We left TBI Turkwel Monday morning for our camping trip, from which we would be returning on Wednesday afternoon. We would be camping for two nights near the village of Nariokotome; the famous hominin site of Nariokotome boy, KNM-WT 15000, is only a few minutes away! On our drive to Nariokotome, we would be making two stops: first, at the Kalokol Namoratunga pillar site, and second, at Lomekwi 3!
The Kalokol Namoratunga site is one of several megalith sites in the Turkana Basin. There are many large, pillar-shaped rocks standing upright in a cluster. Though the exact purpose or construction mechanism is unknown, there is a local myth concerning the many Namoratunga sites in the Turkana Basin. According to the myth, many many years ago, a group of people were singing around a campfire. The devil appeared and wanted to sing with them, but told them they had better not laugh at his voice. When he began to sing, they couldn’t help but laugh, some doubled over or leaning back they were laughing so hard. Filled with anger, the devil turned them all to stone just as they were, and this is why some stones are straight up while others are leaning over.
Unfortunately, this site has been severely damaged over the past several years—people have come in the middle of the night and dug up stones, looking for precious minerals or treasures underneath them, or thinking the stones themselves may be valuable (they actually have little direct monetary value, as they are large basalt pillars).
Our next stop was at the Lomekwi 3 site, the oldest stone tool site in the world! Because this is still an active excavation, Dr. Professor Harmand had us walk very carefully and follow her path exactly so as to not disturb anything. At the site, she explained their excavation progress and findings, and the direction they will take in further excavations. Additionally, we visited the hill her discovery team had climbed the day they first decided to survey this area.

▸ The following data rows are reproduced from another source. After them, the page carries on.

PR #466, opened 2021-10-29
Add Errors collection to render parameters

ceilingfish:
This PR adds an `Errors` collection to the `RenderParameters` object. It contains the same errors as `Context.Errors`. This allows clients of `template.Render(renderParameters)` to get hold of errors in a thread safe way.

### DIFF
--- a/src/DotLiquid/Context.cs
+++ b/src/DotLiquid/Context.cs
@@ -81,10 +81,8 @@ namespace DotLiquid
              , int maxIterations
              , int timeout
              , IFormatProvider formatProvider)
-            : this(environments, outerScope, registers, errorsOutputMode, maxIterations, formatProvider, CancellationToken.None)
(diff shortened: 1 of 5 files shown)


src/DotLiquid/Context.cs
```diff
@@ -105,6 +103,28 @@ public Context
...
+        {
+        }
+
+        internal Context
+            (List<Hash> environments
+             , Hash outerScope
+             , Hash registers
+             , ErrorsOutputMode errorsOutputMode
+             , int maxIterations
+             , int? timeout
```
microalps, line 124: all constructors with timeout are marked obsolete. See our other PR discussion about this. We should not be adding new constructors that include obsolete parameters. Let's hold until the other PR is worked out.

microalps:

In this area, there are still several Lomekwian tools on the surface that have eroded out from layers of sediment. Though it was amazing seeing the Lomekwian tools in the lab, there is a distinct feeling of awe and veneration when seeing the oldest stone tools in the exact area they were left 3.3 million years ago, where some hominin (there is still an active debate as to which hominins may have made and used the Lomekwian tools) made and used each tool, at this very place. It is a truly humbling thought, to imagine how far our technologies have come and to see firsthand, where they began.
We arrived at camp right before five, with plenty of sunlight left to set up our tents and go to the nearby well, where we would be getting water to drink and shower for the next few days. When we were finished setting up camp, Dr. Professor Harmand introduced us to Sammy Lokorodi, a local from Nariokotome who works on her team. In fact, Sammy was the first to find a Lomekwian tool that fateful day they were first surveying the area! Sammy was kind enough to explain, from his perspective, the discovery of the Lomekwian industry.
That night, we were greeted by a gorgeous full moon (in fact, it was both a blood and supermoon, adequately named given its color and enormous size).
We spent the majority of the next day visiting several of the different sites at Kokiselei. However, prior to our drive there, we stopped by the site of Nariokotome boy! Francis, a TBI field assistant, is from the village of Nariokotome and was actually present back in 1984 when the fossil was first discovered! While at the site, he recounted his experience that day and told us more about the discovery.
Before the team’s discovery of the Lomekwian industry, Dr. Professor Harmand and her team conducted several excavations at the sites of Kokiselei, where they discovered the oldest Acheulean tools at Kokiselei 4, dated at 1.76 million years. Though we would be visiting Kokiselei 4, we would also see several of the other sites that her team worked on in this area.
We first stopped at Kokiselei 1, a younger Oldowan site dated around 1.8 million years. This site is characterized by a very high spatial density of artefacts, so the students spent about half an hour flagging as many artefacts as they could, again, discussing any confusing or interesting tools they found.
At Kokiselei 4, Dr. Professor Harmand explained that because this is the oldest Acheulean site, the tools are not quite as well made as are some of the later Acheulean specimen. After further discussing this site, the students spread out to find some of their own Acheulean tools!
After lunch, we collected raw materials for the knapping activity the students would be doing on Thursday. Students needed to collect a basalt hammerstone, and cores of both phonolite and rhyolite (raw materials that tend to be good for flaking and shaping). There are a few guidelines that can help when selecting raw material: hammerstones should be well rounded; cores should have good natural angles (acute angles allow for natural striking platforms), be fine-grained, and be able to be held in one hand. As the students soon realized, selecting quality raw materials is not as easy as just picking up rocks! Having to select their own raw materials really made the students think about the cognition of tool-making hominins: selecting appropriate raw material is just as necessary as being able to make a flake!
That evening, we visited Nariokotome village. Some of the students played football with the locals while other students played with the local kids! It is always amazing to see how joy can so easily be spread across language and culture. Happiness was written all over the students’ faces on their walk back to camp.